◆ Exercise prompt:
Scan the entries for the word "feature" and return every line that has it.

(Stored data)
PR #561, opened 2018-10-16
live_graph_ui: fix drawing

khancyr:
Fix graphing in Ubuntu 18.04 both with python2 and python3, from matplotlib 2 to matplotlib 3

### DIFF
--- a/MAVProxy/modules/lib/live_graph_ui.py
+++ b/MAVProxy/modules/lib/live_graph_ui.py
@@ -137,6 +137,7 @@ class GraphFrame(wx.Frame):
             self.plot_data[i].set_ydata(ydata)
 
         self.canvas.draw()
+        self.canvas.Refresh()
 
     def on_pause_button(self, event):
         self.paused = not self.paused


tridge:
what is not working that this fixes? I've tested py2 and py3

khancyr:
@tridge here is a video with pip release showing the issue, and the result with the patch : https://www.youtube.com/watch?v=NjawwXP-bRY&feature=youtu.be

I just remember that I am using wayland and not X11, it could also be the cause of the issue.

tridge:
that video is completely black for me

> I just remember that I am using wayland and not X11, it could also be the cause of the issue.

ahh, could be. The reason I don't just apply this is I'd want to analyse CPU cost. The live graph code is very sensitive to small changes making a huge difference in CPU usage

khancyr:
Working video ! ( f***************** wayland...) https://www.youtube.com/watch?v=DsDhM52XJQM&feature=youtu.be

tridge:
ok. I looked at CPU usage and was disappointed to find high cpu usage with or without your patch in master at the moment. Darn!
Looks like there is some work to do there ...

khancyr:
Close as merged in https://github.com/ArduPilot/MAVProxy/commit/f7f37efab6d097ea1f4b8d08223edbba907dbfb5

PR #575, opened 2018-12-04
mavproxy_messagerate: simply display an average message rate

peterbarker:


OXINARF:
I wonder if this shouldn't be part of the _status_ command instead.

peterbarker:
@OXINARF One doesn't play with basics like that without permission :-)  But yeah, that would kind of make sense.

Also, can't merge this one right now - the 80/20 filter thing isn't appropriate here.  I'll move it to a record-history system today sometime.

tridge:
I'd prefer separate status command for msg rates

PR #584, opened 2019-01-22
live_graph: fix live graph on macos

bugobliterator:
Tested working on macos Mojave


MAVProxy/modules/lib/live_graph_ui.py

◆ Output below:
@tridge here is a video with pip release showing the issue, and the result with the patch : https://www.youtube.com/watch?v=NjawwXP-bRY&feature=youtu.be
Working video ! ( f***************** wayland...) https://www.youtube.com/watch?v=DsDhM52XJQM&feature=youtu.be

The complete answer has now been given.